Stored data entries
PR #49, opened 2019-09-10
return named list with `cdm_nrow()`?

TSchiefer:
Description of the function promises a named list, but the sum of the row numbers was returned instead.


krlmlr:
Thanks!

▶ _ASSIGNED TASK_: Please tally every line of the entries that holds "list" and answer with that figure alone.

▶ _COMPLETED TASK_: 2